What is needed:
Repeat the records below exactly as they appear.

Exercise materials:
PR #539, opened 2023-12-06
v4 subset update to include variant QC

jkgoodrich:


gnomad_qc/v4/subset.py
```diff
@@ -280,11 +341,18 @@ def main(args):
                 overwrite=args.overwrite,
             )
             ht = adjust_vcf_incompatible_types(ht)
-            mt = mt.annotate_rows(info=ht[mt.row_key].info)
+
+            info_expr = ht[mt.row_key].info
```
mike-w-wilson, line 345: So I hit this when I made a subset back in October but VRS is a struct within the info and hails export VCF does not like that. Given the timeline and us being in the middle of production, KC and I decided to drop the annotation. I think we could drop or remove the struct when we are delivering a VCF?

Task response:
PR #539, opened 2023-12-06
v4 subset update to include variant QC

jkgoodrich:


gnomad_qc/v4/subset.py
```diff
@@ -280,11 +341,18 @@ def main(args):
                 overwrite=args.overwrite,
             )
             ht = adjust_vcf_incompatible_types(ht)
-            mt = mt.annotate_rows(info=ht[mt.row_key].info)
+
+            info_expr = ht[mt.row_key].info
```
mike-w-wilson, line 345: So I hit this when I made a subset back in October but VRS is a struct within the info and hails export VCF does not like that. Given the timeline and us being in the middle of production, KC and I decided to drop the annotation. I think we could drop or remove the struct when we are delivering a VCF?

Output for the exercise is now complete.